Nel centenario della fondazione della Repubblica di Turchia, che ricorrerà il prossimo ottobre, Erdogan con oltre il 52% dei voti ottenuti al ballottaggio, ha inaugurato il suo terzo mandato di presidente. Dopo vent’anni di permanenza ai massimi vertici del paese, aperti come  primo ministro dal 2003 al 2014, questa riconferma gli assicura la prosecuzione alla guida del paese fino al 2028. Da tempo la Turchia attraversa una stagione di rinascita, pur tra luci e ombre, che dovrebbe culminare nel “secolo turco” annunciato da Erdogan, un progetto visionario economico, sociale e culturale per rendere il paese più sviluppato e più forte. Punto di forza principale è la sua posizione geografica, tra il Mar Nero e il Mar Egeo, tra l’Asia occidentale e l’Europa orientale, divenuta sempre più strategica per la diversificazione delle catene di approvvigionamento della economia globalizzata, ora focalizzata sull’integrazione di sistemi regionalizzati. In tale scenario, la Turchia è sempre più determinante rispetto al triangolo Europa-Asia-Africa, sia logisticamente sia geopoliticamente, nel ruolo di mediatore globale, come nel caso della Black Sea Grain Iniziative.
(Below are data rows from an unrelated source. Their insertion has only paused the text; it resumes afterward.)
PR #4438, opened 2025-12-09
all: introduce dynamic_fp quantization mode

dzarukin:
[MFDNN-14462](https://jira.devtools.intel.com/browse/MFDNN-14462)

### DIFF
--- a/doc/programming_model/attributes_quantization.md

Il Fondo Monetario Internazionale

Il percorso di crescita seguito dalla Turchia è fortemente dettato dalle politiche di Erdogan, esordite, dopo la vittoria elettorale del suo partito AK Party nel 2002, con il suo primo incarico di primo ministro l’anno successivo, in coincidenza all’allentamento di una dura austerità imposta al paese da un programma FMI, intervenuto nel crollo finanziario negli anni ’90, che aveva portato il paese a una inflazione a tre cifre. È qui che batte il cuore delle politiche economiche non ortodosse di Erdogan, tese a tenere ben chiuso in Turchia il libro FMI, che “non verrà più riaperto”. Ma, inevitabilmente, lo sviluppo del paese, forte importatore energetico e forte esportatore manifatturiero, è esposto ai venti e alle ciclicità internazionali, economiche, finanziarie, politiche e sanitarie.

Inflazione e crescita

Per impedire contagi recessivi post covid e salvaguardare la crescita economica e lo sviluppo infrastrutturale del paese, a fine 2021 Erdogan avvia una politica monetaria non ortodossa di taglio dei tassi di interesse, in controcorrente a quella occidentale. La contropartita è stata una veloce e progressiva svalutazione della lira turca, che ha sollevato un violento turbinio inflazionistico nel paese. Dopo aver oltrepassato la soglia dell’85% in ottobre 2022,  da allora l’indice inflattivo è in discesa consecutiva, raggiungendo a maggio scorso un tasso del 39.6%, il livello più basso da dicembre 2021. Forte di un debito pubblico contenuto (31,70% a dicembre 2022) e con una visione multipolare del mondo che mette insieme Nato e Russia, Cina ed EU, Africa e Asia, la Turchia ha messo in campo un mix di interventi monetari, finanziari e socioeconomici a favore di imprese e investimenti e della popolazione di oltre 85 milioni di abitanti, di cui circa la metà al di sotto dei 30 anni. Tra gli interventi, l’impiego delle riserve in valuta estera per calmare i mercati, un meccanismo di protezione dei depositi in lire dal deprezzamento, il raddoppio del salario minimo negli ultimi 18 mesi, che non ha fatto disperdere i miglioramenti costanti in assistenza sanitaria, infrastrutture e accesso al mercato.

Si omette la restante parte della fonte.